Chamou a atenção dos pesquisadores o excesso de reação cruzada entre dengue e zika no teste sorológico adotado. Os casos de zika davam falso positivo para dengue. “Numa área como a região metropolitana do Recife, onde esses vírus estão co-circulando, é muito importante avaliar o desempenho dos testes sorológicos usados nos laboratórios, inclusive de referência, porque você tem um número significativo de falsos positivos”, explica a pesquisadora. “Todas as amostras que foram testadas para a sorologia de dengue nós testamos também para zika e chikungunya (com um exame não comercial), com resultados bem mais confiáveis”.
Com relação ao gênero, o número de mulheres e homens recrutados foi praticamente igual. No entanto, os casos de zika foram observados mais em mulheres (70%) do que em homens (30%), enquanto para chikungunya o padrão foi oposto, muito mais homens que mulheres. “Vários estudos reportam um viés assim, com uma proporção maior de mulheres com zika do que homens e uma hipótese é que isso pode estar relacionado com a transmissão sexual do vírus”, declara a pesquisadora. Isso porque as mulheres são mais suscetíveis a essa forma de transmissão de patógenos do que os homens. “Pelo que sabemos, trata-se do primeiro estudo que identifica esse padrão oposto entre os pacientes com zika e os com chikungunya”, comenta.
Transmissão sexual
Esse estudo inicial servirá de base para uma nova abordagem, que tentará comprovar casos de transmissão de zika por via sexual, num projeto que envolve duas partes. A primeira utilizando modelos animais de transmissão sexual, que será feita exclusivamente nos EUA e a segunda, sobre a parte clínica, que será feita em sua maior parte no Brasil. Os trabalhos da pesquisa Tropismo urogenital, patogenia e transmissão sexual do vírus zikasão feitos em colaboração entre a Universidade Estadual do Colorado (CSU) e a Fiocruz PE, com financiamento dos Institutos Nacionais de Saúde (NIH).

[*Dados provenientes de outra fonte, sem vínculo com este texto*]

PR #2022, opened 2021-02-23
RFC: put the bundle name logic in one place

guillaumerose:
When I modified crc to use a podman_hyperkit_3.0.0 bundle, I had to change the name both in Makefile and in the Go code. This was not obvious. I try in this PR to change this.

For the e2e test, I am not sure what I should do. Should I try to remove --bundle-version?
For the OpenShiftVersion in crc version, I guess I should read it from the bundle embedded and not get it from the variable. WDYT?

### DIFF
--- a/Makefile
+++ b/Makefile
@@ -231,9 +231,9 @@ endif
 	@$(call check_defined, BUNDLE_DIR, "Embedding bundle requires BUNDLE_DIR set to a directory containing CRC bundles for all hypervisors")
 
 embed_bundle: clean cross $(HOST_BUILD_DIR)/crc-embedder check_bundledir $(HYPERKIT_BUNDLENAME) $(HYPERV_BUNDLENAME) $(LIBVIRT_BUNDLENAME)
-	$(HOST_BUILD_DIR)/crc-embedder embed --log-level debug --goos=darwin --bundle-dir=$(BUNDLE_DIR) $(BUILD_DIR)/macos-amd64/crc
-	$(HOST_BUILD_DIR)/crc-embedder embed --log-level debug --goos=linux --bundle-dir=$(BUNDLE_DIR) $(BUILD_DIR)/linux-amd64/crc
-	$(HOST_BUILD_DIR)/crc-embedder embed --log-level debug --goos=windows --bundle-dir=$(BUNDLE_DIR) $(BUILD_DIR)/windows-amd64/crc.exe
+	$(HOST_BUILD_DIR)/crc-embedder embed --log-level debug --goos=darwin --bundle=$(HYPERKIT_BUNDLENAME) $(BUILD_DIR)/macos-amd64/crc
+	$(HOST_BUILD_DIR)/crc-embedder embed --log-level debug --goos=linux --bundle=$(LIBVIRT_BUNDLENAME) $(BUILD_DIR)/linux-amd64/crc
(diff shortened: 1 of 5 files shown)


praveenkumar:
> When I modified crc to use a podman_hyperkit_3.0.0 bundle,

Why do we need to have different bundle for podman, am I missing something? IIRC our plan is to use same bundle for podman and openshift side.

Makefile
```diff
@@ -35,6 +35,14 @@ RELEASE_INFO := release-info.json
 
 MOCK_BUNDLE ?= false
 
+HYPERKIT_BUNDLENAME = crc_hyperkit_$(BUNDLE_VERSION).$(BUNDLE_EXTENSION)
+HYPERV_BUNDLENAME = crc_hyperv_$(BUNDLE_VERSION).$(BUNDLE_EXTENSION)
+LIBVIRT_BUNDLENAME = crc_libvirt_$(BUNDLE_VERSION).$(BUNDLE_EXTENSION)
```
cfergeau, line 40: Fwiw, there are a few occurrences of `crc_libvirt_$(BUNDLE_VERSION).$(BUNDLE_EXTENSION)` in the Makefile which could be replaced with `LIBVIRT_BUNDLENAME`

test/e2e/crcsuite/crcsuite.go
```diff
@@ -161,6 +159,18 @@ func FeatureContext(s *godog.Suite) {
...
 
+func defaultBundleForOs(bundleVersion string) map[string]string {
+	return map[string]string{
+		"darwin":  fmt.Sprintf("crc_hyperkit_%s.crcbundle", bundleVersion),
+		"linux":   fmt.Sprintf("crc_libvirt_%s.crcbundle", bundleVersion),
+		"windows": fmt.Sprintf("crc_hyperv_%s.crcbundle", bundleVersion),
+	}
+}
+
+func getBundleFosOs(os, bundleVersion string) string {
```
cfergeau, line 170: Can you fix the `FosOs` Type while you are moving this? The intermediate helper is no longer needed as it only has one user.

Makefile
```diff
@@ -90,16 +96,16 @@ check: cross build_e2e $(HOST_BUILD_DIR)/crc-embedder test cross-lint vendorchec
 
 .PHONY: install
 install: $(SOURCES)
-	go install -ldflags="$(LDFLAGS)" ./cmd/crc
+	go install -ldflags="$($(GOOS_LDFLAGS))" ./cmd/crc
```
cfergeau, line 99: this is not working as expected, it's looking for a variable called `linux_LDFLAGS`, not `LINUX_LDFLAGS`

pkg/crc/version/version.go
```diff
@@ -21,6 +21,9 @@ var (
 	// Bundle version which used for the release.
 	bundleVersion = "0.0.0-unset"
 
+	// Bundle which used for the release.
+	bundle = ""
```
cfergeau, line 25: `bundleName` or `bundlePath` to avoid an ambiguous name?

cfergeau (commented):
> For the OpenShiftVersion in crc version, I guess I should read it from the bundle embedded and not get it from the variable. WDYT?

If the embedded bundle version does not match the version from the variable, something is wrong, I would focus on being 100% sure this is the case rather than changing where we read the version from. The advantage of getting it from the variable is that it works even if the bundle hasn't been unpacked.

guillaumerose:
Thanks for the feedback! I thought it would be useful but it doesn't worth it (esp. if podman bundle doesn't exist).

Maybe we could guess the bundle name by searching for the first .crcbundle files in embed files. For dev build, we could list bundles in ~/.crc/cache and pick the first one.

Issue #1986, opened 2021-02-11
Add `host-network-access` configuration option


cfergeau:
https://github.com/code-ready/crc/pull/1977 added unrestricted access from the VM to the host when vsock is used. This should be controlled by a configuration option which defaults to 'false' as this could be very unexpected from a security perspective.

A pesquisa já foi iniciada, a partir de uma visão retrospectiva, utilizando como ferramentas a sorologia e a aplicação de um questionário. Todos os participantes do estudo Idams sobre dengue estão sendo convidados a colaborar. Serão pesquisados os parceiros sexuais e moradores da mesma residência para tentar identificar se houve transmissão do vírus e se foi por vetor ou por via sexual. A hipótese dessa investigação é que os parceiros sexuais das pessoas que tiveram zika tenham uma probabilidade maior de terem sido infectados do que os parceiros sexuais dos que tiveram chikungunya (e outras doenças) e do que os outros moradores da residência. A expectativa é de que os resultados sejam apresentados ainda este ano.

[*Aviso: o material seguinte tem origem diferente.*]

Issue #2028, opened 2021-03-01
enable-cluster-monitoring flag: remove also ClusterOperator from CVO overrides


guillaumerose:
In 4.6, in the cvo overrides, the deployment of the monitoring was disabled. crc only had to remove this object from the cvo overrides to turn the monitoring on. 

In 4.7 bundle, both the deployment and the cluster operator monitoring are disabled. We need to update crc code accordingly. 

The current code works, there is just a small difference (see https://github.com/code-ready/crc/pull/2001#issuecomment-784743822).

PR #2029, opened 2021-03-01
Remove ClusterOperator kind from CVO overrides

praveenkumar:
For 4.7 bundles we are adding the deployment kind and clusteroperator
kind for monitoring as part of overrides, better to remove both when
enabling the monitoring from CVO.

**Fixes:** #2028

### DIFF
--- a/pkg/crc/cluster/monitoring.go
+++ b/pkg/crc/cluster/monitoring.go
@@ -20,20 +20,28 @@ func StartMonitoring(ocConfig oc.Config) error {
 		return err
 	}
 
+	indexForClusterMonitoringDeploymentKind := getIndexInOverridesForObjectName(cv, "cluster-monitoring-operator")
+	indexForClusterMonitoringCVOKind := getIndexInOverridesForObjectName(cv, "monitoring")
+
+	if indexForClusterMonitoringDeploymentKind != -1 && indexForClusterMonitoringCVOKind != -1 {
+		_, _, err = ocConfig.RunOcCommand("patch", "clusterversion/version",
+			"--type", "json",
+			"--patch", fmt.Sprintf(`'[{"op":"remove", "path":"/spec/overrides/%d"},{"op":"remove", "path":"/spec/overrides/%d"}]'`,
+				indexForClusterMonitoringDeploymentKind, indexForClusterMonitoringCVOKind-1))
+	}
+	return err
+}
+
+func getIndexInOverridesForObjectName(cv v1.ClusterVersion, objectName string) int {
 	pos := -1
 	for i, override := range cv.Spec.Overrides {
-		if override.Name == "cluster-monitoring-operator" {
+		if override.Name == objectName {
 			pos = i
 			break
 		}
 	}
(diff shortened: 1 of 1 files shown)


pkg/crc/cluster/monitoring.go
```diff
@@ -20,20 +20,28 @@ func StartMonitoring(ocConfig oc.Config) error {
...
 	}
 
+	indexForClusterMonitoringDeploymentKind := getIndexInOverridesForObjectName(cv, "cluster-monitoring-operator")
+	indexForClusterMonitoringCVOKind := getIndexInOverridesForObjectName(cv, "monitoring")
+
+	if indexForClusterMonitoringDeploymentKind != -1 && indexForClusterMonitoringCVOKind != -1 {
+		_, _, err = ocConfig.RunOcCommand("patch", "clusterversion/version",
+			"--type", "json",
+			"--patch", fmt.Sprintf(`'[{"op":"remove", "path":"/spec/overrides/%d"},{"op":"remove", "path":"/spec/overrides/%d"}]'`,
+				indexForClusterMonitoringDeploymentKind, indexForClusterMonitoringCVOKind-1))
```
anjannath, line 30: why `indexForClusterMonitoringCVOKind-1` doesn't `getIndexInOverridesForObjectName()` return the correct index?

pkg/crc/cluster/monitoring.go
```diff
@@ -20,20 +20,28 @@ func StartMonitoring(ocConfig oc.Config) error {
...
+	}
+	return err
```
guillaumerose, line 32: Maybe ?

```
if indexForClusterMonitoringDeploymentKind != -1 && indexForClusterMonitoringCVOKind != -1 { 
  _, _, err = ocConfig.RunOcCommand()
  return err
}
return errors.New("Unable to find monitoring objects in CVO overrides")
```

pkg/crc/cluster/monitoring.go
praveenkumar: It does return correct index but as soon as we run json patch the index change since the first patch from the list removed so it is shifted.

pkg/crc/cluster/monitoring.go
praveenkumar: @guillaumerose if we want it blocking in case we are not able to find the kind index then sure but in this PR I didn't change the existing behavior of this function which doesn't take any action in case of not finding the object index.

guillaumerose: Oh I see, we need that in case we start-stop-start again the cluster. 👍

pkg/crc/cluster/monitoring.go
cfergeau: This is assuming `indexForClusterMonitoringDeploymentKind` is smaller than `indexForClusterMonitoringCVOKind`, if this is not true, you'll be removing a random override, if `indexForClusterMonitoringCVOKind` is 0, this will fail too.
Maybe remove each override independently, ie run `oc` twice?

Issue #2039, opened 2021-03-01
Ellipsis consistency: choose between `word...` or `word ...`


guillaumerose:
### Steps to reproduce

  1. crc setup
  2. crc start

### Expected

```
INFO Adding user's pull secret to instance disk... 
INFO Verifying validity of the kubelet certificates... 
```

### Actual

```
INFO Adding user's pull secret to instance disk... 
INFO Verifying validity of the kubelet certificates ... 
```

### Description

Three dots are often used in crc: sometimes with a space before, sometimes directly next to the word. We should make a choice! :)

ping @robin-owen

robin-owen:
From a "grammatically correct" standpoint, we should not have a space before the ellipses.

cfergeau:
> From a "grammatically correct" standpoint, we should not have a space before the ellipses.

wikipedia lists various point of views on this https://en.wikipedia.org/wiki/Ellipsis#In_English :) But no spaces look nicer to me!

PR #2043, opened 2021-03-01
After waiting cluster operators, directly write kubeconfig without waiting for authentication

guillaumerose:
Since d6cc7a1, all operators should be
either up or really broken before this function call.
If it's up, then the kubeconfig will be created directly.
If it's down, we don't wait 1 extra minute, we directly skip this.

### DIFF
--- a/pkg/crc/machine/start.go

A coordenação é composta pelos pesquisadores da Fiocruz PE Ernesto Marques e Clarice Lins, do Depto de Virologia, além de Ana Brito, do Depto de Saúde Coletiva e pela colaboradora Tereza Magalhães (atualmente pesquisadora da Colorado State University – CSU). O coordenador da pesquisa nos EUA é o professor titular da CSU Brian Foy, que foi pioneiro em verificar a possibilidade de transmissão sexual do vírus zika. Seu estudo inicial sobre o tema foi baseado numa experiência própria, pois em 2008 o cientista foi infectado no Senegal e acabou contaminando a esposa ao retornar para o Colorado – um local sem incidência do vetor, o Aedes aegypti.